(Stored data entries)
- - -
PR #217, opened 2024-10-04
Tidy up imports

EarlMilktea:

- Use coherent import style
- Add coverage ignore patterns
- Prohibit relative import
- Resolve deeply-nested `import` that will lead to `mypy` warning


shinich1 (commented):
LGTM. could you also improve imports in `example`s or do you think we can leave them like they are?

EarlMilktea:
> could you also improve imports in `example`s or do you think we can leave them like they are?

We could safely leave them untouched after adding `__all__` attributes.

Let me work on this!

EarlMilktea:
Or we may remove all the `import`s in `__init__.py` ?

shinich1:
> Or we may remove all the `import`s in `__init__.py` ?
> 
> Which do you prefer?

`__all__` would be good I think.

shinich1 (approved):

EarlMilktea:
@thierry-martinez

Could you review this PR?
I would like to work on refactoring `pauli.py` after this PR.

graphix/__init__.py
```diff
@@ -1,7 +1,9 @@
 """Optimize and simulate measurement-based quantum computation."""
 
 from graphix.generator import generate_from_graph
-from graphix.graphsim import GraphState
+from graphix.graphsim.graphstate import GraphState
```
thierry-martinez, line 4: Could you clarify the rationale behind this change? I would actually prefer to keep `graphix.graphsim` as an abstraction layer that hides the exact layout of its submodules.

EarlMilktea:
@thierry-martinez

tests/test_pauli.py
```diff
@@ -1,25 +1,21 @@
...
 
 
 class TestPauli:
     @pytest.mark.parametrize(
         ("u", "p"),
         itertools.product(
-            graphix.pauli.UNITS,
-            graphix.pauli.LIST,
+            UNITS,
+            LIST,
```
thierry-martinez, line 18: I would prefer to use at least `pauli.LIST` while waiting for the refactoring of the Pauli namespace.

tests/test_pauli.py
```diff
@@ -38,7 +34,7 @@ def test_matmul(self, a: Pauli, b: Pauli) -> None:
     @pytest.mark.parametrize(
         ("plane", "s", "t", "clifford", "angle", "choice"),
         itertools.product(
-            graphix.pauli.Plane,
+            Plane,
             (False, True),
             (False, True),
             iter(Clifford),
```
thierry-martinez, line 40: I just realized that `iter` is useless here.
```suggestion
            Clifford,
```

thierry-martinez (changes requested):
I think we should keep the prefix `pauli.LIST`, while there is no better namespace for Pauli.

tests/test_pauli.py
EarlMilktea: I will soon (literally soon!) submit another PR for this.
Anyway let me use your idea here.

graphix/__init__.py
EarlMilktea: Two reasons.

1. `mypy` warning

It was marked as invalid by `mypy` until `__all__` attributes are added in this PR.

2. `graphix.graphsim.graphstate` is not hidden

If we really strive to use `graphix.graphsim` as an abstraction layer, we should rename `.graphstate` to `._graphstate` (private module).
I would like to leave it as-is since it is out of the scope of this PR.

thierry-martinez: Ok, thanks!

tests/test_pauli.py
EarlMilktea: Fixed in 7cf2e8383b0d905dd20b3cf0e275bf7523ed8c4c .

thierry-martinez (approved):

PR #225, opened 2024-10-14
Fix #215: Handle non-contiguous numbering in `rustworkx` backend

### LINKED ISSUE #215: [Bug]: `rustworkx` fails to handle non-contiguous node numbering
The following code raises `KeyError` in `rxgraphviews.get_node_index` when `use_rustworkx` is `True`:
```python
    @pytest.mark.parametrize("use_rustworkx", [False, True])
    def test_pauli_non_contiguous(self, use_rustworkx) -> None:
        pattern.extend([
            N(node=2, state=PlanarState(plane=Plane.XY, angle=0.0)),
            E(nodes=(0, 2)),
            M(node=0, plane=Plane.XY, angle=0.0, s_domain=set(), t_domain=set())
        ])
        pattern.perform_pauli_measurements(use_rustworkx=use_rustworkx)
```

The bug seems to be between `RXGraphState.neighbors`, `RXGraphState.subgraphs` and `RXGraphState.local_complement`: the indexes returned by `neighbors` are in the rustworkx numbering, whereas `local_complement` calls `subgraphs` on these nodes, which expects them to be in the graphix numbering.

A fix could be to add a `idx_to_num` mapping in `rxgraphviews` and convert neighbors in the graphix numbering.

Related issues: #206 (problem with `rxgraphviews`).

thierry-martinez:
This commit resolves a bug, as tested in the new test case `test_pauli_non_contiguous`, which previously passed with the `networkx` backend but failed with the `rustworkx` backend.

The method `BaseGraphState.neighbors` now returns an iteration over (Graphix) node indices, rather than `rustworkx` vertex indices.

These indices are then passed to `BaseGraphState.subgraph` in `BaseGraphState.local_complement`. `BaseGraphState.subgraph` expects node indices, as it converts them back to `rustworkx` vertex indices.


graphix/graphsim/rxgraphstate.py
```diff
@@ -81,7 +81,7 @@ def neighbors(self, node) -> Iterator:
         See :meth:`BaseGraphState.neighbors`.
         """
         nidx = self.nodes.get_node_index(node)
-        return iter(self._graph.neighbors(nidx))
+        return iter(self.nodes.idx_to_num[idx] for idx in self._graph.neighbors(nidx))
```
EarlMilktea, line 84: `iter` might be redundant as genexp itself is iterator.

tests/test_pattern.py
```diff
@@ -78,6 +78,18 @@ def test_minimize_space(self, fx_rng: Generator) -> None:
         state_mbqc = pattern.simulate_pattern(rng=fx_rng)
         assert np.abs(np.dot(state_mbqc.flatten().conjugate(), state.flatten())) == pytest.approx(1)
 
+    @pytest.mark.parametrize("use_rustworkx", [False, True])
+    def test_pauli_non_contiguous(self, use_rustworkx) -> None:
```
EarlMilktea, line 82:
```suggestion
    def test_pauli_non_contiguous(self, use_rustworkx: bool) -> None:
```

EarlMilktea (changes requested):

graphix/graphsim/rxgraphstate.py
thierry-martinez: Fixed in 33b2941. Thanks!

EarlMilktea (approved):

shinich1 (approved):

EarlMilktea:
@thierry-martinez 

I merged `master` to run CI against this PR.

thierry-martinez:
Thanks. Everything is green: may I merge?

thierry-martinez:
Merged! Thanks.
- - -
- **EXERCISE PROMPT**:
Copy out each line of the data that has the word "changes" in it.

- **FINISHED TASK**:
thierry-martinez (changes requested):
EarlMilktea (changes requested):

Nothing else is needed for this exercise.